Его нигде не оказалось – ни на кухне; ни в столовой – стоял сервированный стол, на двоих; будто свидание; и все нетронутое; горшочки, хлеб, пирог, сок; чай холодный; фрукты; Тео рассеянно взял топазовое яблоко; вытер о пиджак; душевая, холодная, темная; все полотенца сухие; туалет; вернулся в коридор с комнатами, постучался к Изерли; открыл – никого не было; пусто и темно; и дождь стучится в окно с такой силой, что дребезжит переплет. Только не это, подумал Тео, только не это, блин, что же делать, если он нас бросит, и побежал в гараж, и чуть не попал под стремительно въехавший мокрый джип. Из него выскочил задыхающийся Изерли, белый, хватающий воротник бежевой рубашки; будто всю дорогу он бежал сам.
– Изерли, что с тобой? – спросил Тео.
Изерли посмотрел на него совершенно безумными глазами; расширенными зрачками, будто отравленный; и пошел быстро от него, побежал, в темноту, к обрыву.
– Изерли! – закричал Тео, кинул яблоко. – О, черт…
И побежал за Изерли; ветер сбил его с ног, Тео поскользнулся, и упал с размаху в грязь; фак, подумал он, мои штаны от Пола Смита; саднило так, будто он слетел со «Снежка» на асфальт; громыхнул гром; Тео промок мгновенно; будто кто-то облил его из ведра; «Изерли!» крикнул он в темноту; «Изерли! что случилось? это же я, Тео!»; ну, конечно, вот он услышал, что это Тео и прибежал, и рассказал, что случилось, черт, дерьмо; поднялся, земля скользила под ногами, размытая; ночь была такой темной и страшной, сплошной, будто ты проснулся под одеялом и не понимаешь, где ты, что это, почему нет комнаты; сверкнула молния – и – чудо – как в кино, в черно-белом, в негативе – Тео увидел Изерли, который собирался спускаться по одной из лестниц – наверное, он сошел с ума, потому что полез по Лукреции Борджиа, заросшей шиповником; об нее раздирались даже рабочие перчатки; «Изерли, ну, пожалуйста! вернись!» – он не помнил уже о Ричи и штанах от Пола Смита, понимал только, что перед ним человек, с которым случилась беда – вот она, темная, страшнее этой ночи; страшнее Хичкока, Карпентера; когда он добрался до лестницы, скользя на каждом шагу, Изерли был уже внизу, на пляже – море было такое странное, светилось изнутри, будто луна упала в него, прячась от непогоды; и Тео было видно каждый его шаг – как раскадровку: он стоял, схватившись за голову, словно его раздирали изнутри голоса; потом опустился на колени, начал молится, потом просто слушал, низко опустив голову, надеясь, видимо, на ответ; а потом стал раздеваться – это заняло у него меньше минуты – рубашка, кеды, штаны; а потом побежал – Тео охнул – и кинулся в это теплое сияющее серебряное море; и поплыл быстро-быстро от берега.
Тео даже не понял, как он добежал до Рози Кин, сколько это заняло у него времени; пролетел по коридору, оставлял черные следы; и стал кричать, долбится в дверь Ричи: «Ричи!
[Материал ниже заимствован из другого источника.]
Issue #127, opened 2026-04-19
MAINT: add `gdtrix`, `gdtria`, `nrdtrimn` and `nrdtrisd`


dschmitz89:
Over at SciPy, I migrated the former cdflib functions `gdtrix`, `gdtria`, `nrdtrimn` and `nrdtrisd` to use `xsf` under the hood. The current state is that they awkwardly live in scipy outside of scipy's new ufunc machinery.

The better solution is that they become standard functions in `xsf` itself.

The functions are very simple, basically wrappers around `gammaincinv` and `ndtri`. Their implementations can be found here:
* [`nrdtrimn`](https://github.com/scipy/scipy/blob/87a6d10b775ed22808df8f35d92ee1b16c647610/scipy/special/xsf_wrappers.cpp#L647)
* [`nrdtrisd`](https://github.com/scipy/scipy/blob/87a6d10b775ed22808df8f35d92ee1b16c647610/scipy/special/xsf_wrappers.cpp#L660)
* [`gdtrix`](https://github.com/scipy/scipy/blob/87a6d10b775ed22808df8f35d92ee1b16c647610/scipy/special/xsf_wrappers.cpp#L608)
* [`gdtria`](https://github.com/scipy/scipy/blob/87a6d10b775ed22808df8f35d92ee1b16c647610/scipy/special/xsf_wrappers.cpp#L595)

CodeHermit17:
I want to work on this. After reviewing the codebase, I see `gdtrib` is already implemented in `cdflib.h`, so I plan to add `gdtrix`, `gdtria`, `nrdtrimn`, and `nrdtrisd` there as well, following the same pattern. Let me know if that's the right approach before I start.

fbourgey:
With #133 and #160 in, let's close this. @dschmitz89 I will follow up with a SciPy PR reflecting those changes.

PR #128, opened 2026-04-19
ENH: add `nrdtrimn`

dschmitz89:
Towards #127 

This PR adds the function `nrdtrimn` abd is also very much educational to familiarize myself with the xsf repo. About this: as a non seasoned C++ coder I found the developer experience actually pretty great. Compiling xsf is simpler than SciPy thanks to the Pixi setup (hat tip @lucascolley @steppi ). One nit is that I currently do not understand how to run only one test, maybe add this to the README?

I added only one test with real values as `ndtri` is likely tested a lot harder already.

Note that the edge case handling was simply copied over from SciPy which mostly preserved backwards compatibility to the ancient cdflib. I am not sure if `ndtri` is currently GPU capable and GPU tested so I did not add the appropriate macros.

### DIFF
--- a/include/xsf/ndtri_reparametrizations.h
+++ b/include/xsf/ndtri_reparametrizations.h
@@ -1,0 +1,35 @@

Открой! Ричи!» – Ричи же открыл мгновенно; будто и не спал вовсе; будто сидел и ждал, нервничая, поглядывая на часы, этого крика; он был в одних джинсах; на бедрах, четки все еще в пальцах; увидел Тео, всего в грязи, как принцесса на горошине.
– Что?
– Изерли… он… – Ричи схватил его и встряхнул так сильно, что у Тео клацнули все зубы друг о друга. – Он… бросил одежду на берегу и поплыл…
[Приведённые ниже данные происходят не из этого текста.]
PR #130, opened 2026-04-19
ENH: Add inverse digamma function

### LINKED ISSUE #129: ENH: Inverse digamma function
In https://github.com/scipy/scipy/issues/17507 a user asked for the inverse digamma function. As its purpose is mostly for maximum likelihood fitting of real continuous distributions it should be fine to restrict this to real inputs first and ignore complex ones.

The SciPy issue contains a very good [reference](https://tminka.github.io/papers/dirichlet/minka-dirichlet.pdf) which lists in appendix C a simple Newtonian root finder with suitable initial guesses. The algorithm looks actually quite simple to implement. Does xsf already contain helper functions for such derivative based root finding/fix point problems?

dschmitz89:
Closes #129 

Full disclosure: Most of the actual code was generated by a LLM. I pointed it to the reference and fine tuned the convergence criterion and the edge cases.

We will likely need to add a lot more tests, I will look into that in the coming weeks.


include/xsf/digamma_inv.h
```diff
@@ -0,0 +1,66 @@
...
+        //   T. Minka, "Estimating a Dirichlet distribution", 2000. Appendix C
+        //   https://tminka.github.io/papers/dirichlet/minka-dirichlet.pdf
+        if (std::isnan(y)) {
+            return std::numeric_limits<double>::quiet_NaN();
+        }
+        if (std::isinf(y)) {
+            // digamma(x) -> +inf as x -> +inf, and digamma(x) -> -inf as x -> 0+.
+            return y > 0 ? std::numeric_limits<double>::infinity() : 0.0;
+        }
+
```
fbourgey: should we also add a small guard?

```cpp
if (y > std::log(std::numeric_limits<double>::max())) {
      }
```

since for finite large `y` (ie above log(DBL_MAX), `std::exp(y)` can overflow before Newton starts (the Newton step evaluates roughly `(psi(inf) - y) / zeta(2,inf)` and would produce a NaN.

A regression test for `y=710.0~log(DBL_MAX)` would also be needed.

dschmitz89:
This PR is ready from my side.

tests/xsf_tests/test_digamma_inv.cpp
```diff
@@ -0,0 +1,50 @@
...
+#include <xsf/cephes/psi.h>
+#include <xsf/digamma_inv.h>
+
+#include <cmath>
+#include <limits>
+
+TEST_CASE("digamma_inv round-trip", "[digamma_inv][xsf_tests]") {
+    const double rtol = 100 * std::numeric_limits<double>::epsilon();
+
+    const std::vector<double> xs = {1e-30, 1e-10, 1e-5, 0.1, 1.0, 2.0, 5.0, 10.0, 100.0};
```
fbourgey: Maybe we could use a log-spaced grid with [`linspace`](https://github.com/scipy/xsf/blob/main/tests/testing_utils.h#L159) to cover more points.

Adding a `logspace` function in `tests/testing_utils.h` would be useful too.

dschmitz89: Looks like we both pushed this at the same time. Is what I did here what you had in mind?

fbourgey: Yes exactly thanks. I am going to close https://github.com/scipy/xsf/pull/136.

include/xsf/digamma_inv.h
```diff
@@ -0,0 +1,70 @@
...
+    // Refine an initial guess x using Newton-Raphson iteration:
+    //   x_new = x_old - (psi(x_old) - y) / psi'(x_old)
+    // where psi'(x) = zeta(2, x) (the trigamma function).
+    // x is passed by value; the refined result is returned.
+    inline double digamma_inv_newton_raphson(double x, double y) {
+        const int max_iterations = 20; // avoid infinite loops in pathological cases
+        for (int i = 0; i < max_iterations; ++i) {
+            double psi_x = cephes::psi(x);
+            double psi1_x = cephes::zeta(2, x); // trigamma: psi'(x) = zeta(2, x)
```
fbourgey:
```suggestion
            double trigamma_x = cephes::zeta(2, x); // trigamma: psi'(x) = zeta(2, x)
```

fbourgey (commented):
LGTM! 

However, would it make sense to add `XSF_HOST_DEVICE`  to allow compilation for both CPU and CUDA device code? cc @steppi to confirm.

fbourgey:
For future reference, this PR implements 
Screenshot 2026-05-05 at 4 34 32 PM

Reference: [T. Minka, "Estimating a Dirichlet distribution", 2000. Appendix C](https://tminka.github.io/papers/dirichlet/minka-dirichlet.pdf)

include/xsf/digamma_inv.h
```diff
@@ -0,0 +1,70 @@
+#pragma once
+
+#include <cmath>
+#include <limits>
+
+#include "xsf/cephes/psi.h"
+#include "xsf/cephes/zeta.h"
+
```
steppi:
```suggestion

#include "xsf/config.h"
#include "xsf/cephes/psi.h"
#include "xsf/cephes/zeta.h"

```

Instead of including these stdlib headers directly, the pattern in `xsf` is to include [`config.h`](https://github.com/scipy/xsf/blob/main/include/xsf/config.h) which includes the headers. `config.h` uses conditional compilation to check if the header is being compiled in a C++ or CUDA program, and does the moral equivalent of treating `std` as an alias for `cuda::std`.

Without including `config.h` you won't be able to use the XSF_HOST_DEVICE macro that @fbourgey suggested adding.

dschmitz89:
Reviews were addressed, let me know if anything else is missing. I did not test GPU support though.

steppi (approved):
Thanks @dschmitz89. Don't worry about GPU tests. The main point of those is to spot CuPy regressions so they don't show up for the first time when making a PR to update `xsf` in CuPy. We just need to make sure we add them before we eventually submit a CuPy PR for inverse digamma.

I'll merge this one now. For the immediate future, also feel free to merge on your own if you get a green checkmark and the go-ahead from @fbourgey.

Ричи схватил кеды и рубашку и побежал на улицу; будто Изерли принес себя в жертву – дождь и ветер утихли; пахло пронзительно морем, озоном, зарождающейся весной; Тео показал на Лукрецию Борджиа, Ричи просто скользнул по ней, не зацепившись ни разу – очаровал в свое время; Тео же неуклюже пробрался, и порвал-таки пиджак; спрыгнул неуклюже, как упавший и лопнувший пакет с клубникой, брызги во все стороны, Ричи уже стоял возле вещей Изерли и вглядывался в море, ища хоть малейший след – взмах, тень; море погасло, и на небе не было ни звездочки, их даже было не различить – небо и море – все черное – будто не было никогда света; Бога; Эдисона; не изобретали никогда; как странно всё, подумал Тео – когда по морю плыл Изерли, оно светилось изнутри, а ночь была страшная, темная, теперь же ночь светится, а море черное.